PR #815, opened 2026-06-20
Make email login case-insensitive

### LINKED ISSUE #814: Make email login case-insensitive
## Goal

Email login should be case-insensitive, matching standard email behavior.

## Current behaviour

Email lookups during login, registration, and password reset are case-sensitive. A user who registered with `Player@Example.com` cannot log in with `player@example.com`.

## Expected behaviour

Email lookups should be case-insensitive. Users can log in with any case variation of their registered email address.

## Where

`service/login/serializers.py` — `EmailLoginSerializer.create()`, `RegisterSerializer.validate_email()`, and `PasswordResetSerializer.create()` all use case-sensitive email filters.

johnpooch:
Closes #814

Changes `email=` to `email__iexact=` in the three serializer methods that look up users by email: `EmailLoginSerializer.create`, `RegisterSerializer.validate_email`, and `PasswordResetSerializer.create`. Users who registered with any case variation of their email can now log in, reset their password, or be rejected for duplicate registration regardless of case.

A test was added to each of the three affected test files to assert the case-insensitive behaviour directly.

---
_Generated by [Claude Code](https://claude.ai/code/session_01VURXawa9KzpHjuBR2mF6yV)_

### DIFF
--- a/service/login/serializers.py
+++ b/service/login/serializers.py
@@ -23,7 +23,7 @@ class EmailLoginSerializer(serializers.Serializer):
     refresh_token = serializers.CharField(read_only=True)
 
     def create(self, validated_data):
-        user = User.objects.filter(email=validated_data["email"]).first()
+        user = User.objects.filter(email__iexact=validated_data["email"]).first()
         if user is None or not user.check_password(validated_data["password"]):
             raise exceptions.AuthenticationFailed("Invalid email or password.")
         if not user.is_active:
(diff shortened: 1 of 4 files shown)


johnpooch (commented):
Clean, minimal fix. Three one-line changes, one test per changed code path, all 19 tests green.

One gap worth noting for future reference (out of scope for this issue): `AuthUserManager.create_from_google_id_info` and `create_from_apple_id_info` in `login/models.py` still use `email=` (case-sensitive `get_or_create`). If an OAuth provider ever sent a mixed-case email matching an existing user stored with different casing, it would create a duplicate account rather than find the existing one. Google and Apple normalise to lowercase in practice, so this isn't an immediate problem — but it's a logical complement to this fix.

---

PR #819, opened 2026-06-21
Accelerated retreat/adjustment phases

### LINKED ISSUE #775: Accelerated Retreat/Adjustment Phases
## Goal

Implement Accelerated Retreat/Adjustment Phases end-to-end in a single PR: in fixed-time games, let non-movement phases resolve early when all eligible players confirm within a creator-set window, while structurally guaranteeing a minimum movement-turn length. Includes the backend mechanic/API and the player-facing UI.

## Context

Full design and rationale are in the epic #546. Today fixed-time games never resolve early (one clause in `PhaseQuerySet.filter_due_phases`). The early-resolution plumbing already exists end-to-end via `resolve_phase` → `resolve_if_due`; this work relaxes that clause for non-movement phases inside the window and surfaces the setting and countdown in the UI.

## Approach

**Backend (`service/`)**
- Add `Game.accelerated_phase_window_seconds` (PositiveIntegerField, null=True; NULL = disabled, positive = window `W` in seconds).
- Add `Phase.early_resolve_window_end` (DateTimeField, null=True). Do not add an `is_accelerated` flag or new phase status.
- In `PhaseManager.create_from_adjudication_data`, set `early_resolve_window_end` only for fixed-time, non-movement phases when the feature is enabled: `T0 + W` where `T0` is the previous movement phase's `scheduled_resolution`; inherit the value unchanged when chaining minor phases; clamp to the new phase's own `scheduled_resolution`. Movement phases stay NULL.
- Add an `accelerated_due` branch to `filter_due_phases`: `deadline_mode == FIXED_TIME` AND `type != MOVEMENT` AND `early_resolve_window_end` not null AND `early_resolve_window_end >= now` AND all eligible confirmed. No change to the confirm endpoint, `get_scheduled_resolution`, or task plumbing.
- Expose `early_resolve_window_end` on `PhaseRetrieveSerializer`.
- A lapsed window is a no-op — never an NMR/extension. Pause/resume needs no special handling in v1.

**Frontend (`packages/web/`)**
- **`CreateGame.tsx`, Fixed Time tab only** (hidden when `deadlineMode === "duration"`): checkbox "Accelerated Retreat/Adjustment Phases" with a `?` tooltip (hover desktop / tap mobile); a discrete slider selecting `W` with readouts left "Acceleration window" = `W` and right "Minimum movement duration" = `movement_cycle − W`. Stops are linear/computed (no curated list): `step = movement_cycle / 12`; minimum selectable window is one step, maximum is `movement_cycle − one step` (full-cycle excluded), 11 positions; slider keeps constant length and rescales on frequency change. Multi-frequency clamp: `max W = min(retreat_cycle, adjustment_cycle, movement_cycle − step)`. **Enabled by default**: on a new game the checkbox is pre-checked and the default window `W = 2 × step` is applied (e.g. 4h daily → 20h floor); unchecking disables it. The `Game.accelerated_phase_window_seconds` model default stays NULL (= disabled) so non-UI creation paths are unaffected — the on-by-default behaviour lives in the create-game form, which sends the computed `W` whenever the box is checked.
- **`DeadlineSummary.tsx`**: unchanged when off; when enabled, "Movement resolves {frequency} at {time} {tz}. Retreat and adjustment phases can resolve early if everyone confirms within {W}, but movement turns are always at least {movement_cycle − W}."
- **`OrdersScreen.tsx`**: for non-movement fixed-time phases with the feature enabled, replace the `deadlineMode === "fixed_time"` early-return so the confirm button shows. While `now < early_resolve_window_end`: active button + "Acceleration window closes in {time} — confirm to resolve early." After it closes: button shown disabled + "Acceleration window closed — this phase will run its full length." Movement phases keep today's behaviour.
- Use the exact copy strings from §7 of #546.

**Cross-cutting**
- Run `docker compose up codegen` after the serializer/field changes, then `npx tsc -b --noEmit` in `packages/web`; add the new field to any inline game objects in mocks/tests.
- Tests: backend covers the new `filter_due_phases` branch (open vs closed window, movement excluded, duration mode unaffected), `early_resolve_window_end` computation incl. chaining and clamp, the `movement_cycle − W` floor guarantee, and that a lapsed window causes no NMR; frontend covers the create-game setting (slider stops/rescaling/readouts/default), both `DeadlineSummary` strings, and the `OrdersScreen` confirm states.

*YOUR OBJECTIVE*: Copy all lines above where "lookups" is present.

*OUTPUT FOR THIS EXERCISE*:
Email lookups during login, registration, and password reset are case-sensitive. A user who registered with `Player@Example.com` cannot log in with `player@example.com`.
Email lookups should be case-insensitive. Users can log in with any case variation of their registered email address.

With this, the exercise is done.